Mantan narapidana kasus korupsi atau napi koruptor boleh mencalonkan diri sebagai calon anggota legislatif (caleg) pada Pemilu 2024 berkat putusan Mahkamah Agung (MA) Nomor 30 P/HUM/2018. Dalam putusan itu, MA mengabulkan gugatan Lucianty atas larangan eks napi koruptor nyaleg yang diatur Pasal 60 ayat (1) Peraturan Komisi Pemilihan Umum (PKPU) Nomor 7 Tahun 2018. MA menuliskan sejumlah pandangan saat mencabut larangan itu. Beberapa alasan di antaranya mengaitkan larangan itu dengan hak asasi manusia (HAM) hingga alasan tumpang tindih peraturan.

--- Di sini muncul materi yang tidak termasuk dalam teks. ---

PR #309, opened 2024-05-08
Change default Ytdlp URL to something more tolerate

BluWizard10:
I'm probably going to be very salty about this, but I think the default music URL is just really hard to listen to. Especially if I have to listen to it when helping other people out in a sharescreen when teaching people how to test AudioLink.

So, I've changed it. **It's the same exact video that is played in llealloo's AudioLink V2 World found [here](https://www.youtube.com/watch?v=dZPcLi2-5dE).** Many of the songs in this link are copyright-free and hit on all 4 bands, so this shouldn't be a problem.

Thank you for your consideration.

### DIFF
--- a/Packages/com.llealloo.audiolink/Runtime/AudioLinkAvatar.prefab
+++ b/Packages/com.llealloo.audiolink/Runtime/AudioLinkAvatar.prefab
@@ -29,7 +29,7 @@ Transform:
   m_LocalRotation: {x: 0, y: 0, z: 0, w: 1}
   m_LocalPosition: {x: 0, y: 0, z: 0}
   m_LocalScale: {x: 1, y: 1, z: 1}
-  m_ConstrainProportionsScale: 1
+  m_ConstrainProportionsScale: 0
   m_Children: []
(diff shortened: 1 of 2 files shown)


orels1:
The huge upside of the current track is that it has very clear bass hits from the very beginning, you don't need to wait for the track to ramp up or anything like that.

I think its much better for actual effects work than the most of the ones provided in the world / via your link, as it gives very clear bands with a lot of space between hits right from the start, so you can quickly work on your shaders/materials right beside it.

You can just mute your game view / mute the stream audio in discord if that's bothering you so much :/

float3:
orels makes a good point, the default track, in editor, should be carefully chosen to accommodate some common usecases

suggestions: we can have a poll or have some member of the community make a track for us

pema99:
The longer video also may take longer to load? I'm not sure, it's a guess

BluWizard10:
> The longer video also may take longer to load? I'm not sure, it's a guess 

It loads just as the same amount of time it took for me, but I could be wrong.

Either way, I may consider elevating this to a GitHub Issue instead of a PR.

Peneliti ICW, Kurnia Ramadhana menyayangkan sikap KPU yang terkesan menutupi karena tidak kunjung mengumumkan status hukum mereka. Menurut Kurnia, kondisi saat ini berbeda dengan yang terjadi di Pemilu 2019. KPU saat itu, tambahnya, justru sangat progresif karena mengumumkan daftar nama caleg yang berstatus sebagai mantan terpidana korupsi. Artinya, langkah penyelenggara pemilu saat ini merupakan suatu kemunduran dan tidak memiliki komitmen antikorupsi dan semakin menunjukkan tidak adanya itikad baik untuk menegakkan prinsip pelaksanaan pemilu yang terbuka dan akuntabel.

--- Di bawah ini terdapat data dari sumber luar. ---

PR #311, opened 2024-05-12
Adjustable Sync Modes

fundale:
lmk if I missed anything

### DIFF
--- a/Packages/com.llealloo.audiolink/Runtime/Scripts/AudioLinkController.cs
+++ b/Packages/com.llealloo.audiolink/Runtime/Scripts/AudioLinkController.cs
@@ -125,8 +125,6 @@ namespace AudioLink
         {
             
             SetTransformSync(gainSlider.transform, syncMode, 2);
-            //SetTransformSync(trebleSlider.transform, syncMode, 2);
-            //SetTransformSync(bassSlider.transform, syncMode, 2);
             SetTransformSync(fadeLengthSlider.transform, syncMode, 3);
             SetTransformSync(fadeExpFalloffSlider.transform, syncMode, 3);
 
--- a/Packages/com.llealloo.audiolink/Runtime/Scripts/AudioLinkController.cs
+++ b/Packages/com.llealloo.audiolink/Runtime/Scripts/AudioLinkController.cs
@@ -141,6 +141,8 @@ namespace AudioLink
             UpdateSyncMode(autoGainToggle.transform, syncMode, ControllerSyncMode.None);
             UpdateSyncMode(powerToggle.transform, syncMode, ControllerSyncMode.ExcludePower);
 
+            themeColorController.networkSynced = (int)syncMode < (int)ControllerSyncMode.None;
+
         }
 
         void Start()
--- a/Packages/com.llealloo.audiolink/Runtime/Scripts/AudioLinkController.cs
+++ b/Packages/com.llealloo.audiolink/Runtime/Scripts/AudioLinkController.cs
@@ -110,36 +110,36 @@ namespace AudioLink
             return controllerTransform.GetComponent<ThemeColorController>();
         }
 
-        private void SetTransformSync(Transform transf, ControllerSyncMode syncMode, ControllerSyncMode targetMode)
+        private void UpdateSyncMode(Transform inputTransform, ControllerSyncMode userSyncMode, ControllerSyncMode desiredSyncMode)
         {
 
             #if UDONSHARP
 
-            transf.GetComponent<UdonBehaviour>().enabled = syncMode < targetMode;
+                inputTransform.GetComponent<UdonBehaviour>().enabled = (int)userSyncMode < (int)desiredSyncMode;
 
             #endif
 
         }
 
-        void SetControllerSyncMode(ControllerSyncMode syncMode)
+        public void SetControllerSyncMode(ControllerSyncMode syncMode)
         {
             
-            SetTransformSync(gainSlider.transform, syncMode, ControllerSyncMode.ExcludePowerAndGain);
-            SetTransformSync(fadeLengthSlider.transform, syncMode, ControllerSyncMode.None);
-            SetTransformSync(fadeExpFalloffSlider.transform, syncMode, ControllerSyncMode.None);
+            UpdateSyncMode(gainSlider.transform, syncMode, ControllerSyncMode.ExcludePowerAndGain);
+            UpdateSyncMode(fadeLengthSlider.transform, syncMode, ControllerSyncMode.None);
+            UpdateSyncMode(fadeExpFalloffSlider.transform, syncMode, ControllerSyncMode.None);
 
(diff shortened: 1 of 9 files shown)


Packages/com.llealloo.audiolink/Runtime/Scripts/AudioLinkController.cs
```diff
@@ -109,6 +110,41 @@ ThemeColorController FindThemeColorController()
...
+            #endif
+
+        }
+
+        void SetControllerSyncMode(int syncMode)
+        {
+            
+            SetTransformSync(gainSlider.transform, syncMode, 2);
+            //SetTransformSync(trebleSlider.transform, syncMode, 2);
+            //SetTransformSync(bassSlider.transform, syncMode, 2);
```
float3, line 129:
```suggestion

```

Packages/com.llealloo.audiolink/Runtime/Scripts/AudioLinkController.cs
```diff
@@ -109,6 +110,41 @@ ThemeColorController FindThemeColorController()
...
+
+            #endif
+
+        }
+
+        void SetControllerSyncMode(int syncMode)
+        {
+            
+            SetTransformSync(gainSlider.transform, syncMode, 2);
+            //SetTransformSync(trebleSlider.transform, syncMode, 2);
```
float3, line 128:
```suggestion

```

float3 (approved):
this looks good to me but pema would be the person to decide if this is a feature that we want
have you had a conversation with him?

fundale:
I have not yet

Packages/com.llealloo.audiolink/Runtime/Scripts/AudioLinkController.cs
```diff
@@ -109,6 +110,39 @@ ThemeColorController FindThemeColorController()
...
+            transf.GetComponent<UdonBehaviour>().enabled = syncMode < targetMode;
+
+            #endif
+
+        }
+
+        void SetControllerSyncMode(int syncMode)
+        {
+            
+            SetTransformSync(gainSlider.transform, syncMode, 2);
```
pema99, line 127: Why the magic numbers? Are these supposed to match `ControllerSyncMode`? If so, please use the enum type throughout. `<` etc are defined for enums

Packages/com.llealloo.audiolink/Runtime/Scripts/GlobalToggle.cs
```diff
@@ -29,13 +29,17 @@ private void Start()
 
         public override void OnDeserialization()
         {
+            if (!enabled) return;
```
pema99, line 32: I guess this is fine, but out of curiosity, which issue were hitting without this?

fundale: The `if !enabled` on Toggle and Slider Update is for handling a state where Unity still calls the function with the behavior disabled, also added to OnDeserialization just to be sure, never actually checked to see if it caused a difference

Packages/com.llealloo.audiolink/Runtime/Scripts/AudioLinkController.cs
fundale: Yes, didn't see that before

float3 (approved):

Packages/com.llealloo.audiolink/Runtime/Scripts/AudioLinkController.cs
```diff
@@ -109,6 +110,39 @@ ThemeColorController FindThemeColorController()
             return controllerTransform.GetComponent<ThemeColorController>();
         }
 
+        private void SetTransformSync(Transform transf, ControllerSyncMode syncMode, ControllerSyncMode targetMode)
+        {
+
+            #if UDONSHARP
+
+            transf.GetComponent<UdonBehaviour>().enabled = syncMode < targetMode;
```
float3, line 118: can you explain this?

Packages/com.llealloo.audiolink/Runtime/Scripts/AudioLinkController.cs
```diff
@@ -109,6 +110,39 @@ ThemeColorController FindThemeColorController()
...
+
+            #endif
+
+        }
+
+        void SetControllerSyncMode(ControllerSyncMode syncMode)
```
pema99, line 124: This should probably be public so user scripts can call it.

Packages/com.llealloo.audiolink/Runtime/Scripts/AudioLinkController.cs
pema99: The enum is an ordering. It lets you exclude _just_ the power and gain from being synced (seems useful to me). So for the gain slider, targetMode is ExcludePowerAndGain. Anything less than that (ie. ExcludePower and All) mean that the gain slider should be synced.

float3: i meant the GetComponent line specifically

fundale: The weird naming of the function and variables?
Idk, but I can try and come up with some more descriptive and accurate names.

Packages/com.llealloo.audiolink/Runtime/Scripts/AudioLinkController.cs
```diff
@@ -109,6 +110,39 @@ ThemeColorController FindThemeColorController()
...
+
+            #if UDONSHARP
+
+                inputTransform.GetComponent<UdonBehaviour>().enabled = (int)userSyncMode < (int)desiredSyncMode;
+
+            #endif
+
+        }
+
+        public void SetControllerSyncMode(ControllerSyncMode syncMode)
```
pema99, line 124: This seems to be missing some elements, such as everything relating to theme color.

fundale: Included ThemeColorController in other toggles sync, lmk if there's something else I forgot to include

Packages/com.llealloo.audiolink/Runtime/Scripts/AudioLinkController.cs
fundale: SetControllerSyncMode has been made public

Packages/com.llealloo.audiolink/Runtime/Scripts/AudioLinkController.cs
fundale: The UdonBehaviour generalization is to avoid having two functions, one for GlobalSlider and GlobalToggle,
However I can make it two separate functions if desired

pema99:
Just tested this locally. Seems to work nicely. Thanks for the contribution.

Mencari Pemimpin Bersih di Tengah Tumpukan Jerami
Realitas adanya calon pemimpin yang terbukti pernah melakukan tindak pidana korupsi memunculkan suatu pertanyaan besar. Apakah tidak ada lagi calon pemimpin yang lebih layak untuk mengemban amanah? Jawabannya, tentu masih banyak calon pemimpin yang lebih baik. Namun, partai politik sebagai kendaraan para calon pejabat nyatanya tidak menjadikan kapabilitas sebagai pertimbangan utama. Sistem politik demokrasi yang berbiaya besar lebih ‘menghargai’ kader partai yang memiliki kekuatan dana. Orang baik, tanpa dukungan modal tak mungkin dapat mencalonkan diri.

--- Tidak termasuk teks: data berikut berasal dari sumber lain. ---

PR #313, opened 2024-05-18
Try and Catch on Unlink

fundale:
Attempts to recover from a invalid `UnlinkAnalyser()` call


float3:
do you wanna tackle color chord in the same PR?

fundale:
> do you wanna tackle color chord in the same PR?

Looked into it,
ColorChord appears to be functioning, but under the threshold for the panel display,
the entire CC strip and notes are sparse, however I'm not familiar with how CC works internally.
cnlohr added it correct? maybe they have an idea on where to check?

float3:
if it's functioning what's the problem?

fundale:
Ok so, it's functioning in that it is returning a value, but not functioning in that it's return value is close to 0

float3:
oh interesting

Inilah realitas demokrasi, yang tidak bisa dipungkiri terjadi dalam kehidupan politik saat ini. Proses kampanye membutuhkan biaya besar. Biaya fantastis yang dikeluarkan tidak bisa dijangkau kecuali oleh pengusaha. Alternatif lainnya, calon pejabat tanpa modal cukup harus meminta sponsor kepada pemilik dana. Semakin gencar kampanye, semakin terbangun citra positif, maka semakin besar peluang terpilih. Kelak, ketika terpilih harus putar otak untuk mengembalikan dana kampanye. Korupsi dan penyalahgunaan kekuasaan pun kembali terjadi.
Fase keburukan yang berulang seperti ini menjadi sesuatu yang biasa di alam sekuler demokrasi. Uang dan modal menjadi kunci dari kepemilikan kekuasaan. Tak jarang, pemimpin yang bersih pun harus terseret dalam pusaran keburukan yang sistemik. Upaya untuk mencari pemimpin bersih di dalam sistem yang kotor seperti mencari jarum di dalam tumpukan jerami. Dan kondisi seperti ini tidak akan berubah selama tetap bertahan di dalam sistem politik sekuler demokrasi.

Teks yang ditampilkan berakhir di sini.